PR #2618, opened 2026-07-30
host-sp-comms: Check for bad cert length

evan-oxide:
When host-sp-comms handles the `GetTqCertificates` request, it doesn't explicitly check whether the certificate length reported by the RoT fits in its buffer. This was flagged because we thought it could cause a panic, and I added a check that would return a `CommsBufTooSmall` error instead. However, after I got the hardware set up for testing it, I found that the SP already reported an `AttestOutOfRange` error rather than panicking. 

So this PR is kinda pointless, but I did find a few other small things to fix along the way. Changes:
- `GetTqCertificates` can now report a `CommsBufTooSmall` error, but in practice it never will (unless some surrounding code changes someday.) I guess I'll leave the check in place. I tested this with a grapefruit and faux-ipcc.
- `TqSign` can now report a `CommsBufTooSmall` error. I couldn't figure out a good way to test this. 
- I fixed an off-by-one error in all the existing `CommsBufTooSmall` checks. I didn't test that either.

### DIFF
--- a/task/host-sp-comms/src/main.rs
+++ b/task/host-sp-comms/src/main.rs
@@ -1470,12 +1470,22 @@ impl ServerImpl {
                             .sprot
                             .tq_cert_len(index)
                             .map_err(AttestDataSprotError::from)?;
-                        for o in (0..cert_len).step_by(512) {
+                        for o in (0..cert_len).step_by(SPROT_TRANSFER_SIZE) {
                             let idx: usize = buf_idx + o as usize;
-                            let len = usize::min(512, (cert_len - o) as usize);
+                            let end = usize::min(
+                                SPROT_TRANSFER_SIZE,
+                                (cert_len - o) as usize,
+                            );
+
+                            if idx + end >= buf.len() {
+                                return Err(
+                                    AttestDataSprotError::CommsBufTooSmall
+                                        .into(),
+                                );
+                            }
 
                             self.sprot
-                                .tq_cert(index, o, &mut buf[idx..idx + len])
+                                .tq_cert(index, o, &mut buf[idx..idx + end])
                                 .map_err(AttestDataSprotError::from)?;
                         }
                         cnt += cert_len;
--- a/task/host-sp-comms/src/main.rs
+++ b/task/host-sp-comms/src/main.rs
@@ -1363,7 +1363,7 @@ impl ServerImpl {
                                 SPROT_TRANSFER_SIZE,
                                 (cert_len - o) as usize,
                             );
-                            if idx + end >= buf.len() {
+                            if idx + end > buf.len() {
                                 return Err(
                                     AttestDataSprotError::CommsBufTooSmall
                                         .into(),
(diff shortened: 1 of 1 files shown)


task/host-sp-comms/src/main.rs
```diff
@@ -1470,12 +1470,22 @@ impl ServerImpl {
                             .sprot
                             .tq_cert_len(index)
                             .map_err(AttestDataSprotError::from)?;
-                        for o in (0..cert_len).step_by(512) {
+                        for o in (0..cert_len).step_by(SPROT_TRANSFER_SIZE) {
```
jamesmunns, line 1473: Take it or leave it, I think it would be possible to do a bit less book-keeping using a slightly different technique:

```rust
let f = |buf: &mut [u8]| {
    // Make a sliding window of our buffer, and remember the
    // original length so we can figure out how much we've used
    let orig_len = buf.len();
    let mut window = buf;

    // This is the number of certificates to pull
    let cert_chain_len = self
        .sprot
        .tq_cert_chain_len()
        .map_err(AttestDataSprotError::from)?;

    // For each certificate index in the chain...
    for index in 0..cert_chain_len {
        // ...get the length of the certificate
        let cert_len = self
            .sprot
            .tq_cert_len(index)
            .map_err(AttestDataSprotError::from)?
            as usize;

        // If we don't have room for the full certificate, don't
        // even ask the ROT
        if cert_len > window.len() {
            return Err(
                AttestDataSprotError::CommsBufTooSmall.into()
            );
        }

        // Keep track of how much of the certificate we've
        // consumed. We've already checked we have room for the
        // whole certificate.
        let mut got = 0;
        while got < cert_len {
            // Get the max transfer size or the remaining amt,
            // whichever is less.
            let remain = cert_len - got;
            let to_take = remain.min(SPROT_TRANSFER_SIZE);

            // Break our remaining buffer off for the current
            // cert fragment, and request it.
            let (now, later) = window.split_at_mut(to_take);
            self.sprot
                .tq_cert(index, got as u32, now)
                .map_err(AttestDataSprotError::from)?;

            // Update tracking variables
            got += to_take;
            window = later;
        }
    }
    // The amount we used is the original length minus the
    // number of unused bytes.
    let used = orig_len - window.len();
    Ok(used)
};
```

jamesmunns (approved):
Looks good! I have one style suggestion that might make the buffer ops more clear IMO.

FWIW, the `HostToRotCommand::GetCertificates` handler has roughly the same shape, it might be worth sharing some code between them, but that might be Too Clever.

task/host-sp-comms/src/main.rs
evan-oxide: I'd prefer not to mess with it, but you're welcome to open a separate refactoring PR.

labbott:
> FWIW, the `HostToRotCommand::GetCertificates` handler has roughly the same shape, it might be worth sharing some code between them, but that might be Too Clever.

Yeah when I added the TQ code I think I concluded that there were just enough differences that sharing code was annoying and I'd make that a problem for future us.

****

## Problem requirements
Across the records above, show each line containing the word "return".

## Solution to the exercise
When host-sp-comms handles the `GetTqCertificates` request, it doesn't explicitly check whether the certificate length reported by the RoT fits in its buffer. This was flagged because we thought it could cause a panic, and I added a check that would return a `CommsBufTooSmall` error instead. However, after I got the hardware set up for testing it, I found that the SP already reported an `AttestOutOfRange` error rather than panicking. 
+                                return Err(
                                 return Err(
            return Err(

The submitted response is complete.